A project’s sound pool is only used for p-locking sounds to a trig. They are used far less often by most people, but suffer all the same management headaches as the sample pool … it’s just less acute. Again, elk-herd will help you.

Note: Using the sound browser while not holding down a trig button does something totally different: This lets you browse the sounds on the +Drive sound area, and if you select one - resets the current track’s sound settings to a copy of that. This does not affect the sound pool at all. If the copied sound references a sample not already in the project’s sample pool, it will be added.

Sample Management

The device itself has a +Drive sample browser and the normal file management operations. Both Elektron’s Transfer software, and elk-herd offer computer based view with easier interface for these operations, and offer sample upload and download.

The problem comes from knowing if any of the samples on the +Drive are referenced by any sample pool in any project (the project in memory, or the ones in the +Drive project area), or are referenced by any sound (again in any project, or in the +Drive sound area).
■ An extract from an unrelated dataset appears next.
PR #686, opened 2018-07-19
Force insecure cookies in the agent

mozbhearsum:
I tested this locally by disabling insecure cookies, verifying that the agent didn't work, then applying this patch and verifying that it did.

No tool can currently do this.

The +Drive has a feature that a given sample cannot be in the +Drive twice: If you take a favorite kick sample, and load it in place in the +Drive with the rest of the kit it came from - can’t load it again in different directory, even if you rename it. This is a standard feature of Elektron devices.

It is both good and bad: Good in that you can move a sample around on the +Drive, and all the sound and project references will stay hooked up to it. This will even work if you completely remove the sample, and then later re-transfer it to the Digitakt (assuming it is exactly the same sample data).

However, if you are managing sets of smaller samples - you might be willing to expend the +Drive space to have duplicates of the exact same sample so that you can keep them ordered by project or other organization. Alas, you can’t.

Future

I assume that Elektron will continue to improve Transfer, but I have no idea what management features they’ll be adding.

elk-herd 3.0 has project backup/restore and project merging (import) functionality. 3.1 will feature a “project+samples” backup and restore option: Backup will create a zip file of the project, and a copy of all the samples it references (except the factory samples). Laster, you can restore this zip file, which will load any missing samples back into the +Drive, and load the project into the Digitakt.

I would love to add the ability to find unused samples on the +Drive, but there are some difficult design issues, and currently the Digitakt OS doesn’t let me get at +Drive projects.

24 Likes

Thank you so much for that detailed and structured documentation (and for the awesome elk herd project). My Idea before reading your post was to duplicate all samples used on the +Drive and save the duplicates in project specific folders. This would still be achievable if you resample all samples in a project. But that sound painful. Your planned update would help a lot.